Blog Posts > West Virginia’s Jobs Crisis Continues in July
August 24, 2015

West Virginia’s Jobs Crisis Continues in July

On Friday, the Bureau of Labor Statistics (BLS) released its employment and unemployment survey for July 2015 and the news for West Virginia’s economy continues to be bad. West Virginia not only has the highest unemployment rate in the nation at 7.5 percent, it is also the only state to have lost a statistically significant number of jobs since July of last year.

West Virginia’s economy has performed particularly poorly over the last six months. Between January and July of 2015, West Virginia has lost 22,500 jobs or about 2.9 percent of its job base, after adjusting for seasonal patterns.

A Blip on Measuring Local Government Jobs?

According to BLS, about half, or 9,900, of the job losses since January 2015 were in local government, however, almost all occurred between May and June when the school year ended. Since about two-thirds of local government employment in West Virginia  is comprised of people who work for the school system, there is a good chance that this may be a blip in the data. Even though these numbers are seasonally adjusted, meaning BLS takes into account things like school schedules when adjusting the job levels, there is always a lot of volatility in measuring local government employment. As the chart below highlights, even when local government employment is seasonally adjusted, there is always a month or two in which there are large spikes in the data.

While there have been recent news stories about local government layoffs due to the decline in the local share of coal severance taxes, we need to wait a few months to see if the data jump back up now that school is back in session.
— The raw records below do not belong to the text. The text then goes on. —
PR #2456, opened 2026-08-22
fix(appsync): wait for schema creation in SDK test

### LINKED ISSUE #2453: [BUG] AppSyncTest channel-namespace tests race async schema creation, flaking native / sdk-test-java
## Service

AppSync (compatibility test suite — `sdk-test-java`)

## AWS API Action

`CreateChannelNamespace`, and by cascade `GetChannelNamespace`, `UpdateChannelNamespace`,
`ListChannelNamespaces`, `DeleteChannelNamespace`

## Expected behavior

`native / sdk-test-java` passes deterministically.

## Actual behavior

`AppSyncTest` intermittently fails five channel-namespace tests. Observed on
[run 32508554955](https://github.com/floci-io/floci/actions/runs/32508554955/job/96856140928) (PR #2440,
a DocumentDB-only change that cannot reach AppSync):

```
AppSyncTest.createChannelNamespace  ERROR    ConcurrentModificationException: Another modification is in
                                             progress at this time and it must complete before you can
                                             make your change. (Status Code: 409)
AppSyncTest.getChannelNamespace     ERROR    Parameter 'name' must not be null
AppSyncTest.updateChannelNamespace  ERROR    Parameter 'name' must not be null
AppSyncTest.listChannelNamespaces   FAILURE  Expecting actual not to be empty
AppSyncTest.deleteChannelNamespace  ERROR    Parameter 'name' must not be null
```

Only the first is a real failure. `createChannelNamespace` stores the created name in a static field, so
when it throws, the following four run with `channelNsName == null` and fail on the marshaller.

## Root cause

The suite is ordered, and two adjacent tests race the emulator's asynchronous schema creation:

- `AppSyncTest.java:616` — `@Order(94) startSchemaCreation_withAWSScalars()` calls `startSchemaCreation`
  and asserts only that `resp.status()` is non-null. It returns while the schema is still `PROCESSING`.
- `AppSyncTest.java:633` — `@Order(95) createChannelNamespace()` runs next, and
  `AppSyncService.createChannelNamespace` opens with `assertSchemaNotBusy(apiId)`
  (`AppSyncService.java:773`), which throws the 409 above while that same API's schema creation is in
  `PROCESSING` (`AppSyncService.java:258,274`).

Whether it fails depends on whether the schema worker finishes before the next request arrives, which is
why the job passes most of the time — the same PR branch passed this job twice earlier the same day.

The suite already has the fix pattern: `pollSchemaStatusToTerminal()` (`AppSyncTest.java:600`), which
`@Order(93) startSchemaCreation_invalidSchema()` calls at line 596. `@Order(94)` simply omits it.

## Suggested fix

Have `startSchemaCreation_withAWSScalars` poll to a terminal status before returning, the way
`@Order(93)` does:

```java
SchemaStatus terminal = pollSchemaStatusToTerminal();
assertThat(terminal).isNotEqualTo(SchemaStatus.PROCESSING);
```

Guarding `createChannelNamespace` instead would also work, but matching the neighbouring test keeps the
ordering assumption in one place.

## Environment

- Reproduced from CI, not locally — the race needs the native image's timing.
- Observed on `main` as of `04d120fd`; the AppSync channel-namespace tests date from #1590, which
  introduced async schema creation.

## Context

Found while reviewing #2440, where this red check was the only thing blocking an otherwise clean PR and
had nothing to do with the change under review.

aniketshukla1:
## Summary

- wait for the AWS-scalars schema creation request to reach a terminal state before the ordered channel-namespace tests begin
- assert SUCCESS for the valid schema so an unexpected terminal failure remains visible
- reuse the compatibility suite polling helper already used by the neighboring invalid-schema test

Closes #2453

## Type of change

- [x] Bug fix (fix:)
- [ ] New feature (feat:)
- [ ] Docs / chore

## AWS Compatibility

The ordered Java SDK AppSync suite could call CreateChannelNamespace while StartSchemaCreation was still PROCESSING, producing an intermittent ConcurrentModificationException and cascading failures. The test now waits for schema creation to finish successfully before advancing.

## Testing

- ../../mvnw -f pom.xml test -Dtest=AppSyncTest (80 tests passed against a local Floci server)
- ../../mvnw -f pom.xml test -DskipTests (all Java SDK compatibility test sources compiled)
- git diff --check

## Checklist

- [ ] ./mvnw test passes locally (root full suite not run)
- [x] Updated Java SDK compatibility test

### DIFF
--- a/compatibility-tests/sdk-test-java/src/test/java/com/floci/test/AppSyncTest.java
+++ b/compatibility-tests/sdk-test-java/src/test/java/com/floci/test/AppSyncTest.java
@@ -623,6 +623,8 @@ class AppSyncTest {
                         .build());
 
         assertThat(resp.status()).isNotNull();
+        SchemaStatus terminal = pollSchemaStatusToTerminal();
+        assertThat(terminal).isEqualTo(SchemaStatus.SUCCESS);
     }
 
     // ── Channel Namespaces ─────────────────────────────────────────────


pgermosen (approved):
This is the right fix, in the right place, at the right size. Two lines, no production code touched, and it uses the helper the neighbouring test already established rather than inventing a second waiting idiom. Thank you for turning it around this quickly after the issue went up.

**The window is much wider than "intermittent" suggests.** I built current `main` merged with your branch and drove the two REST calls back to back, with no client-side gap between them:

```
POST /v1/apis/{apiId}/schemacreation
POST /v2/apis/{apiId}/channelNamespaces      ← immediately
```

```
ConcurrentModificationException on immediate CreateChannelNamespace: 59/60
```

Fifty-nine out of sixty. The guard at `AppSyncService.java:773` fires essentially every time when nothing sits between the two requests. With the poll in between, on the same server, same loop:

```
ConcurrentModificationException after pollSchemaStatusToTerminal: 0/60
```

Zero out of sixty. So the mechanism is exactly as diagnosed and your fix closes it completely — the only reason the suite was *intermittently* green is that JUnit's per-test bookkeeping and the SDK's request-pipeline construction usually take longer than the schema parse. On a loaded native-image CI runner they sometimes do not.

**I could not reproduce the failure through the Java suite locally, and I want to be straight about that.** I ran `AppSyncTest` against a local server with your fix (80/80), then reverted just your two lines and ran it three more times (80/80 each), then three more under 32 busy-loop threads on a 16-core box (80/80 each, suite time up from 1.4s to 7.8s). The flake needs the CI environment. That is not evidence against the fix — the raw-protocol numbers above show the race is real and wide — it just means the "it passes now" half of the verification is CI's to give, not mine.

**Coverage is complete, not just the one call site I named in the issue.** There are four `startSchemaCreation` calls in the file, and every one is now followed by a terminal wait before anything else runs:

| line | test | wait |
|---|---|---|
| 99 | `@Order(10) startSchemaCreation` | `@Order(11)` polls at line 113, and nothing is ordered between them |
| 591 | `@Order(93) startSchemaCreation_invalidSchema` | polls in-test at 596 |
| 618 | `@Order(94) startSchemaCreation_withAWSScalars` | **polls in-test at 626 — this PR** |
| 1277 | `@Order(200) startSchemaCreation_syntaxError...` | polls in-test at 1296 |

**The `SUCCESS` assertion matches AWS, not just Floci.** I checked before assuming, because asserting the wrong terminal value would quietly enshrine an emulator bug. The service model documents the field as:

> The current state of the schema (PROCESSING, FAILED, SUCCESS, or NOT_APPLICABLE).

`SUCCESS` is the documented terminal value for `GetSchemaCreationStatus`, and `SchemaCreationWorker.process` sets exactly that. Asserting it rather than just "not PROCESSING" is the stronger choice and I am glad you made it — a schema that terminally FAILED would otherwise satisfy the wait and push the confusion one test further down.

---

Two things I noticed while verifying, neither blocking and neither yours to fix here:

- **`SchemaCreationWorker`'s class javadoc is stale.** Line 25 says the schema transitions "to ACTIVE (success) or FAILED (error)", but the code sets `SUCCESS`. `ACTIVE` is in the `SchemaStatus` enum for other purposes, so the comment reads plausibly and is wrong — which is the worst combination. Now that a test asserts `SUCCESS` explicitly, the comment contradicts the suite. Worth a one-word fix in a passing chore commit.
- **The cascade remains.** Four of the five CI failures in #2453 were secondary: `createChannelNamespace` stores its name in a shared field that stays null when the call throws, so the following tests die on a null marshaller argument instead of reporting their own state. Your fix removes the trigger, so nothing cascades today. The amplifier is still there for the next failure at `@Order(95)`. That is inherent to a strictly ordered suite and firmly out of scope here — noting it so it does not get rediscovered from scratch.

Ready to merge from my side.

Construction and Mining Still Shedding Jobs

Outside of local government, the sectors that have suffered the worst job losses are construction and mining. Over the last six months, the state has lost 4,000 construction and 3,400 mining jobs, largely due to the sharp drop in energy prices, especially natural gas, and the continuing decline of West Virginia coal production. Other sectors that lost a lot of jobs over the last six months include finance and insurance (-1,200), professional business services (-900), and leisure  and hospitality (-800).

 

Since the beginning of the Great Recession in December 2007, West Virginia has had the third-worst job growth in the nation at -2.6 percent, behind only New Mexico and Alabama. Outside of Ohio, each of our neighboring states has more jobs today than before the Great Recession. West Virginia had 19,700 fewer jobs in July 2015 than in December 2007.

Back to the Future?

Moving from the establishment survey, which counts the number of jobs by industry, to the household survey that looks at unemployment, West Virginia’s doesn’t look any healthier than it did in 1980. The number of West Virginians employed and the size of the labor force is roughly what it was nearly 35 years ago. Similar to 1980, there are about 785,000 people in the state’s labor force and between 720,000 and 725,000 people employed.

The only good news from July’s jobs report was that the state’s labor force has grown by about 5,000 over the last year and 7,400 over the last six months. Without this growth, the unemployment rate would have been lower, 7.1 percent compared to 7.5 percent. So, a higher unemployment rate is not so bad as long as there is growth in the labor force. That said, even at 7.1 percent, West Virginia still has the highest unemployment rate in the nation.

Time to Power Up

While an aging population and lack of population growth appear to be large factors negatively affecting employment, the state’s energy sector is being hit hard by low prices, competition, and public demand for clean energy. One way West Virginia policymakers could boost the state’s economy would  be to push hard for the White House’s POWER Plus Plan that includes over $5 billion in funding to coal states to help them diversify their economies and help coal miners retrain and retool. Letting politics and ideology get in the way of this investment would not only be a disservice to working families, but will ensure that our coalfield communities continue to decline and deteriorate.